Palestinian human rights activist says UNRWA is using Palestinians as pawns

He wants the UNHCR to come up with a plan to permanently resettle the Palestinians and forget the “right of return.”

Bassam Eid. Photo: http://israelmatzav.blogspot.com/2010/07/bassam-eid-iran-perpetuating.html

Unbelievable that a Palestinian would have the guts to say that the special UN agency (UN Relief and Works Agency) set up more than sixty years ago to supposedly care for Palestinian refugees, is basically corrupt, too cozy with Hamas, not being watched closely enough by donor countries like the US, and is using the Palestinians as pawns.  Whew!

From The Algemeiner (emphasis is mine):

Bassam Eid, a prominent Palestinian human rights activist, has issued an urgent plea for a serious overhaul of UNRWA, the UN agency tasked with caring for the Palestinian refugees of the 1948 war in which Arab armies failed to prevent the creation of the State of Israel.

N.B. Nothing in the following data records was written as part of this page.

Issue #244, opened 2022-12-29
`noexcept` move constructors for `flex_vector`


maierlars:
I looked into making the move constructor (and move-assignment) for `flex_vector` `noexcept`. This is something people (at least myself) want to ensure exception safety. Generally you want you types to be nothrow move constructible. 

It turns out to be not that trivial: it allocates nodes. This is similar to what the MSVC implementation of `std::unordered_map` does and it caused me a lot of pain in the past. At least the `swap` operation is de facto noexcept, but not marked as such.

I propose two solutions:
1. do not allocate anything unless necessary. This would introduce some special cases, where `nullptr` to head and tail node would indicate an empty flex_vector.
2. This is similar to libstdc++ does for `std::unordered_map`: store the end nodes within the object itself. This would require to replace the end-nodes with the new end-nodes during a move operation.

I prefer approach 1. Any ideas or opinions? Maybe there is a good reason to not have flex_vectors move constructor and assignment noexcept.

arximboldi:
Hmmm... it does allocate memory but only the first time it is ever invoked, to allocate the initial "empty" node. We could maybe add some statics to pre-initialize the empty node... but that could cause trouble when using the data-structures in statics itself. Maybe the option 1) is the best? Not sure about how 2) would look like (what's an end node? you mean the root node?). I agree having a `noxexcept` move can be rather crucial.

maierlars:
I see, it's essentially this [piece](https://github.com/arximboldi/immer/blob/master/immer/detail/rbts/rrbtree.hpp#L50-L54) of code, that does an allocation.

Since the nodes are already shared between multiple flex-vectors, instead of keeping a pointer to an allocation in a static variable, one could instead keep the whole node as a static variable and return a pointer to it. 🤔 I might try that later today.

maierlars:
https://github.com/arximboldi/immer/pull/246

maierlars:
```
    /*!
     * Default constructor.  It creates a flex_vector of `size() == 0`.
     * It does not allocate memory and its complexity is @f$ O(1) @f$.
     */
    flex_vector() = default;
```
I just noticed that the comment is _slightly_ incorrect.

arximboldi:
I love the approach with a static allocation for the node. It's the cleanest approach. More comments in the PR, but thanks a lot for noticing and taking care of this!

arximboldi:
Renamed and left it open to keep track of this for other data-structures. Thanks!

[...]

PR #246, opened 2022-12-30
`flex_vector` nothrow move constructible/assignable

maierlars:
This is a result of https://github.com/arximboldi/immer/issues/244.

This is just an idea how one could make the move constructor and assignment operator `noexcept`.
I used `aligned_storage` to statically reserve some memory for the nodes.

However, while I type this description I noticed a problem: I'm not familiar with the mechanism the frees memory. There is nothing that prevents the code from attempting to free the statically allocated buffers.
A possible solution would be to keep the ref count always above 0.

### DIFF
--- a/immer/detail/rbts/node.hpp
+++ b/immer/detail/rbts/node.hpp
@@ -330,7 +330,7 @@ struct node
     static node_t* make_leaf_n(count_t n)
     {
         assert(n <= branches<BL>);
-        auto m  =heap::allocate(sizeof_leaf_n(n));
+        auto m = heap::allocate(sizeof_leaf_n(n));
         return make_leaf_n_into(m, sizeof_leaf_n(n), n);
     }
 
--- a/immer/detail/rbts/node.hpp
+++ b/immer/detail/rbts/node.hpp
@@ -199,16 +199,22 @@ struct node
     }
     static ownee_t& ownee(node_t* x) { return get<ownee_t>(x->impl); }
 
-    static node_t* make_inner_n(count_t n)
+    static node_t* make_inner_n_into(void* buffer, std::size_t size, count_t n)
     {
         assert(n <= branches<B>);
-        auto m                       = heap::allocate(sizeof_inner_n(n));
-        auto p                       = new (m) node_t;
+        assert(size >= sizeof_inner_n(n));
+        auto p                       = new (buffer) node_t;
         p->impl.d.data.inner.relaxed = nullptr;
 #if IMMER_TAGGED_NODE
         p->impl.d.kind = node_t::kind_t::inner;
 #endif
         return p;
+    }
+    static node_t* make_inner_n(count_t n)
+    {
+        assert(n <= branches<B>);
+        auto m = heap::allocate(sizeof_inner_n(n));
+        return make_inner_n_into(m, sizeof_inner_n(n), n);
     }
 
     static node_t* make_inner_e(edit_t e)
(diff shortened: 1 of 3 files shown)


immer/detail/rbts/rrbtree.hpp
```diff
@@ -49,13 +49,18 @@ struct rrbtree
...
+            node_t::make_inner_n_into(&storage, size, 0u);
         return empty_->inc();
     }
 
     static node_t* empty_tail()
     {
-        static const auto empty_ = node_t::make_leaf_n(0u);
+        constexpr auto size = node_t::sizeof_leaf_n(0);
+        static std::aligned_storage_t<size, alignof(std::max_align_t)> storage;
+        static const auto empty_ = node_t::make_leaf_n_into(&storage, size, 0u);
```
arximboldi, line 63: I think I would prefer this:
```c++
static const auto empty_ = [] {
  static std::aligned_storage_t<size, alignof(std::max_align_t)> storage;
  return node_t::make_leaf_n_into(&storage, size, 0u);
}();
```
This hides `storage` inside the initialization of `empty_` which I think could have some advantages (from an understandability POV, but it also makes it clear to the compiler that it only needs to access it once, during the protected initialization of `empty_` itself.)

arximboldi: The same self-executing lambda pattern can be used for the root above.

immer/detail/rbts/node.hpp
```diff
@@ -310,16 +316,24 @@ struct node
...
 #if IMMER_TAGGED_NODE
         p->impl.d.kind = node_t::kind_t::leaf;
 #endif
         return p;
     }
 
+    static node_t* make_leaf_n(count_t n)
+    {
+        assert(n <= branches<BL>);
+        auto m  =heap::allocate(sizeof_leaf_n(n));
```
arximboldi, line 333: I think the code has not be run through `clang-format`, can you do that?

arximboldi (changes requested):
There is a small comment inline, but in general, I really love this approach, I think this is the cleanest solution. 

Re. avoiding "deallocation", ensuring the refcount is always above 0 is the right approach. It seems you are already doing that, so that looks good.

Also, further improvements that you could optionally include in this PR, or if you want, tackle in later further PRs.
- It looks like copy-construction and assignment can also be made `noexcept`.
- I'd love to see the same pattern applied to all other data-structures, I believe `array`, `box`, `vector`, `map`, `set` and `table` all could benefit from this technique.

immer/detail/rbts/rrbtree.hpp
maierlars: Very good!

immer/detail/rbts/node.hpp
maierlars: Done

maierlars:
How can we proceed with this PR? :)

arximboldi:
I am happy to merge it. Just wasn't sure what your opinion is about the other improvements I suggested. I guess they could be tackled in a separate PR, would you like to do them? Should I just merge this branch as-is for now?

maierlars:
If you are happy with this PR, please merge it. For my work it is not urgent to have the other data-structures noexcept move-constr, however, I totally agree, that this should be done at some point. Maybe I find time to look into this over the weekend, but if someone else feels like doing it, please go ahead.

arximboldi:
Sounds good to me Lars, merged!

Also, quite interesting the use-case for Arango DB. Curious about how you are using the library and what benefits it is providing. Happy to follow up per e-mail some time if you'd like to keep that a bit more private: juanpe@sinusoid.es

maierlars:
Sure, there a multiple use cases for immer at ArangoDB, however, the flex vector is used primarily for an in-memory representation of a sequence of operations (which is also dumped to disk). For each shard we keep the history of the recent operations on documents in that shard and replicated the operations from the leader to its followers. While new log entries are appended, old entries are eventually compacted (removed) and we take snapshots of ranges for iteration or network messages regularly.

At the time we initially designed the prototype it just felt natural to use an immutable data structure for that. And until today we see no performance loss. After all, we are writing a database and want to replicate data, so the whole business is clearly dominated by disk and network io times. In fact, I personally have less mental load, I can just create a copy: it's cheap, it's not modified, its' noexcept, and no thread is blocked by that.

Eid, the Director of the Palestinian Human Rights Monitoring Group, is currently visiting London, where he addressed a meeting at the British parliament organized by the Henry Jackson Society, an international relations think-tank, entitled “Perpetuating Statelessness? UNRWA, Its Activities and Funding.” In that presentation, Eid, who was raised in the UNRWA refugee camp in Shu’afat, east of Jerusalem, harshly criticized the agency for perpetuating the plight of the refugees as well as for its political relationship with Hamas.

Sixty-six years after it was created, UNRWA is still promising Palestinians that they will return to their homeland,” Eid told The Algemeiner by telephone. “In my opinion, causing five million Palestinian refugees to suffer more and more under the umbrella of the ‘right of return’ is a war crime. They are being used as pawns in a war strategy.”

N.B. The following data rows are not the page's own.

PR #247, opened 2023-01-05
Fix wrong order in operator<(T2, box<T>)

urbanwe:


arximboldi (approved):
Good catch. Thanks a lot!

Issue #57, opened 2018-09-10
CMake enhancements


apmccartney:
Hello @arximboldi 

I would like to embellish the CMake support provided by the library. Namely,

+ support Catch-style subproject composition
+ provide an installation target and CMake configuration exports, to simplify downstream consumption 
+ provide integration with CTest, to provide enhanced testing facilities and result collection
+ provide integration with CPack, to support the generation of installation packages, e.g. 
  + `deb` and `rpm` archives for Linux 
  + `dmg` images for macOS
  + NSIS installation wizards for Windows

I've contributed this sort of support to several other projects. See [frozen](https://github.com/serge-sans-paille/frozen) and [stlab](https://github.com/stlab/libraries) for examples of what this ends up looking like.

arximboldi:
That sounds good. I am happy to take in contributions in that direction.

I have some concerns though:
- There is already an installation target. In which way is it not suitable?
- There is already ctest enabled tests. In which way are they not suitable?
- What is exactly does "support Catch-style subproject composition" mean?
- Awesome to have cpack support!

apmccartney:
> There is already an installation target. In which way is it not suitable?

'Not suitable' is too strong, but I think there is room for improvement.

The configuration file generated by CMake does not express external library dependencies, e.g. boost and boehm-gc. The former only seems necessary for the experimental `dvektor` and `testing`, but the latter might be relevant to consuming projects. 

Daniel Pfiefer's touched on this shortcoming and suggests a workaround in his [2017 C++Now CMake talk](https://www.youtube.com/watch?v=bsXLMQ6WgIk). In short, the CMake generated configuration file can be included in a small library provided config file that establishes those dependencies via
`find_dependency`.

Moreover, the configuration file generated by CMake does not express library version information or version compatibility. A second file, `<project name>Config-Version.cmake` is required to establish that sort of information. There is an intrinsic cmake module that provides functions to generate such a file, which can be installed with the cmake-generated config file.

> There is already ctest enabled tests. In which way are they not suitable?

Immer provides tests using `add_test` which can be consumed by CTest. You even respect composing projects by opting into testing via the `make check` target. This is not an uncommon convention in general and I've encountered it in a number of autotools projects. 

What's lost is a bit of idiomatic usage and CDash integration. 

[...]

PR #250, opened 2023-01-12
Add export CMake Config version file

LilyWangLL:
There is an vcpkg issue: https://github.com/microsoft/vcpkg/issues/28864, some users need use `find_package(immer VERSION 0.8.0)` feature. 

But this port doesn't have this feature. So I submit this PR to add export CMake Config version file, this will fix the use of find special version of `immer` like `find_package(immer VERSION 0.8.0)`, the parameter `SameMajorVersion` applies to the version with major 0.

### DIFF
--- a/CMakeLists.txt
+++ b/CMakeLists.txt
@@ -99,6 +99,14 @@ install(TARGETS immer EXPORT ImmerConfig)
 install(EXPORT ImmerConfig DESTINATION "${CMAKE_INSTALL_LIBDIR}/cmake/Immer")
 install(DIRECTORY immer DESTINATION "${CMAKE_INSTALL_INCLUDEDIR}")
 
+include(CMakePackageConfigHelpers)
+write_basic_package_version_file(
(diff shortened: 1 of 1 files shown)


CMakeLists.txt
```diff
@@ -99,6 +99,14 @@ install(TARGETS immer EXPORT ImmerConfig)
 install(EXPORT ImmerConfig DESTINATION "${CMAKE_INSTALL_LIBDIR}/cmake/Immer")
 install(DIRECTORY immer DESTINATION "${CMAKE_INSTALL_INCLUDEDIR}")
 
+include(CMakePackageConfigHelpers)
+write_basic_package_version_file(
+  ${CMAKE_CURRENT_BINARY_DIR}/ImmerConfigVersion.cmake
```
dg0yt, line 104: Missing quotes.

dg0yt (changes requested):

arximboldi (approved):
LGTM!

Will merge after CI runs.

tocic:
This addresses one of the problems mentioned in #57.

Eid, however, does not advocate the dissolution of UNRWA, which operates on a budget of $1.2 billion provided by donor nations led by the United States, which donated nearly $300 million in 2013. Doing so, he argues, would create a vacuum that would inevitably be exploited by wealthy Arab states like Qatar, the principal funder of Hamas. Instead, he is urging a reform program ambitious enough to transform the agency’s core mission.

“As a refugee, I want to see UNRWA submitting audited reports to donor countries,” Eid said. “I want to UNRWA to present to the UN High Commissioner for Refugees a plan for the permanent resettlement of the Palestinian refugees. And I want UNRWA to abolish the curriculum they teach in their schools, which promotes war and terror and jihad.”

Eid is particularly concerned by UNRWA’s relationship with Hamas, advocating that all UNRWA employees with Hamas ties be dismissed from their posts. “During the war in Gaza over the summer, it was well known that Hamas was hiding rockets in UNRWA schools,” Eid said. “So what did UNRWA do? They called Hamas on the phone and said, ‘please come and collect your rockets.’ This by itself shows the degree of cooperation between them.”

For all of our previous posts on UNRWA see our ‘Israel and refugees’ category.

 

Palestinians vs. other refugees

Michael Curtis in American Thinker shows how the Palestinian “refugees” are treated completely different from all other refugees in The Right of Return to Manhattan and Other Places and how absurd it is.   I don’t have time to write anything at length, but here are a few excerpts:

On why there were Palestinian refugees:

The problem started with Arab opposition to Jewish settlement in the area of Palestine even before the establishment of the State of Israel. As a result of the violent Arab Revolt of 1936-39, mainly led and orchestrated by the Arab High Command under Haj Amin al-Husseini, the Mufti of Jerusalem, over ten per cent of the adult Palestinian population was killed, injured, or imprisoned. This Arab wave of terror directed against British personnel, Jews, and other Arabs opposed to the Mufti and his followers resulted in the first wave of refugees, perhaps as many as 40,000 Arabs who fled the area.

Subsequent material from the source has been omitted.